EXERCISE DETAILS: Please state how many lines in the records below contain the word "return"; the answer should be a number and nothing else.

PROVIDED INFORMATION:
PR #3986, opened 2026-07-20
fix: delegate cancelOrder to orderLifecycleService, remove duplicate standalone implementation

### LINKED ISSUE #3922: bug: cancelOrder in orderRoutes.js has standalone implementation duplicating orderLifecycleService.cancelOrder — DRY violation, drift risk
## Description

The `POST /:id/cancel` route handler in `orderRoutes.js` contains a complete standalone implementation of the order cancellation + escrow refund flow instead of delegating to `orderLifecycleService.cancelOrder()`. This creates a maintenance hazard where two implementations must be kept in sync.

## Root Cause

The route handler at `POST /:id/cancel` (orderRoutes.js) contains the full cancellation flow:

1. Fetches the order
2. Validates ownership
3. Checks OTP not verified
4. Handles the "already cancelled" fast path
5. Manages escrow refund logic (lock acquisition, submit, confirm)
6. Updates order status and timeline

Meanwhile, `orderLifecycleService.cancelOrder()` has its OWN implementation of the exact same flow. The two implementations have already diverged in subtle ways (different guard conditions, different response shapes).

## Impact

**High** — Maintenance burden and bug propagation:
- Bug fixes to one implementation don't apply to the other
- Cancellation behavior differs between the route and the service — which one is authoritative?
- New features (e.g., partial refund, fee recalculation) must be implemented twice
- Testing surface area is doubled

## Location

- `backend/api/src/routes/orderRoutes.js` — `POST /:id/cancel` route handler
- `backend/api/src/services/order/orderLifecycleService.js` — `cancelOrder` method

## Proposed Fix

The route handler should delegate to the service:

```javascript
router.post('/:id/cancel', authenticate, userLimiter, requirePolicy('order:cancel'), requireIdempotency(86400), validateParams(paramIdSchema), validateBody(cancelOrderSchema), async (req, res) => {
  try {
    const result = await orderLifecycleService.cancelOrder(req.params.id, req.user.id, req.body.reason);
    return res.status(result.status).json(result.body);
  } catch (err) {
    if (err instanceof DomainError) {
      return res.status(err.status).json(err.payload);
    }
    logger.error('Cancel order exception:', err.message);
    return res.status(500).json({ error: 'Internal Server Error' });
  }
});
```

This requires first fixing the response shape inconsistency in `orderLifecycleService.cancelOrder` (see related issue #3910).

vipul674:
Closes #3922


vipul674:
@KanishJebaMathewM PR ready for review. Extracts 180-line inline cancel-order logic from the route handler into `orderLifecycleService.cancelOrder()`, replacing it with a 4-line delegate — eliminates code duplication and makes the cancel flow unit-testable.

vipul674:
GSSOC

ANSWER SECTION: 3